Record excerpts:

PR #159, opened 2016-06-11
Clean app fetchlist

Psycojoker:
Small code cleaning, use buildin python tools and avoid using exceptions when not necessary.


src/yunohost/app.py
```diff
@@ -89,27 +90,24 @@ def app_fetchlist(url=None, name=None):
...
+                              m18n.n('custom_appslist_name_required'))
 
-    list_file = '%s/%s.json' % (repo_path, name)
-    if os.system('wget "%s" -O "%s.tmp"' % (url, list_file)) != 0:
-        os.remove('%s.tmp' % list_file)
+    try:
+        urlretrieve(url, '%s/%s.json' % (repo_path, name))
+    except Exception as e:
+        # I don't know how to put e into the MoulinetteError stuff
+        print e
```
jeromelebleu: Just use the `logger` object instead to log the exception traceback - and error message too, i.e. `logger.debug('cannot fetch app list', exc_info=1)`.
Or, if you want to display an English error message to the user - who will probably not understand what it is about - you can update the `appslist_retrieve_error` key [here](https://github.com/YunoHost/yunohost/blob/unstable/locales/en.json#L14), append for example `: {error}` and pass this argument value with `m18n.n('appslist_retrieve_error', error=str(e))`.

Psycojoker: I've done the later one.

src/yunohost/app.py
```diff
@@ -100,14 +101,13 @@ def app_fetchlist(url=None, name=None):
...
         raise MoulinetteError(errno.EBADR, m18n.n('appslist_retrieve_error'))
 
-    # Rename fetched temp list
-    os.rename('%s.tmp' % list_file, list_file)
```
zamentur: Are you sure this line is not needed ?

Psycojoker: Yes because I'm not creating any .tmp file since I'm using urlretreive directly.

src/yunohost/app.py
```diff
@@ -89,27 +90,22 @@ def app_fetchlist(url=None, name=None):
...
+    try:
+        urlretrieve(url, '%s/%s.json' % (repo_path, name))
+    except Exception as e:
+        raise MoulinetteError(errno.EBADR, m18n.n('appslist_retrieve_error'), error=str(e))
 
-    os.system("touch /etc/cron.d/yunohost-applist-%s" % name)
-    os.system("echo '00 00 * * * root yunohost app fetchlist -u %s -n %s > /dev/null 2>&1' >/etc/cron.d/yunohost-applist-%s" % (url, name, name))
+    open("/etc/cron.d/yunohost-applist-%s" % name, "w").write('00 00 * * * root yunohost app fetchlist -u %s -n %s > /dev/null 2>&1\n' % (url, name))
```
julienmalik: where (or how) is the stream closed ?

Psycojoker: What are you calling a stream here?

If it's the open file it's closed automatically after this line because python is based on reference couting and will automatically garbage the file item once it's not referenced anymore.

Work order:
The answer must consist of every line from the records above that holds "because".

Answer to the problem:
Psycojoker: Yes because I'm not creating any .tmp file since I'm using urlretreive directly.
If it's the open file it's closed automatically after this line because python is based on reference couting and will automatically garbage the file item once it's not referenced anymore.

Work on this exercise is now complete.